───── Data to process ─────

PR #3560, opened 2021-02-02
avoid initializing Toolchain instance when taking into account toolchain dependencies for templates

boegel:
This was missing in #3541.

The test fails without the changes in #3541...


lexming:
As expected, the test fails if `cudaver` is not defined:

```
ERROR: test_templating_cuda_toolchain (__main__.EasyConfigTest)
Test templates via toolchain component, like setting %(cudaver)s with fosscuda toolchain.
  File "/theia/home/brussel/101/vsc10122/src/easybuild-framework/test/framework/easyconfig.py", line 1094, in test_templating_cuda_toolchain
    self.assertEqual(ec.template_values['cudaver'], '10.1.243')
KeyError: 'cudaver'

Ran 82 tests in 625.336s

FAILED (errors=1)
```

lexming (approved):
LGTM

─────

◆ Task instructions
Repeat, without change, each line of the data above from the one that contains "This was missing in #3541." through the final line, counting both.

◆ Result of this task
This was missing in #3541.

The test fails without the changes in #3541...


lexming:
As expected, the test fails if `cudaver` is not defined:

```
ERROR: test_templating_cuda_toolchain (__main__.EasyConfigTest)
Test templates via toolchain component, like setting %(cudaver)s with fosscuda toolchain.
  File "/theia/home/brussel/101/vsc10122/src/easybuild-framework/test/framework/easyconfig.py", line 1094, in test_templating_cuda_toolchain
    self.assertEqual(ec.template_values['cudaver'], '10.1.243')
KeyError: 'cudaver'

Ran 82 tests in 625.336s

FAILED (errors=1)
```

lexming (approved):
LGTM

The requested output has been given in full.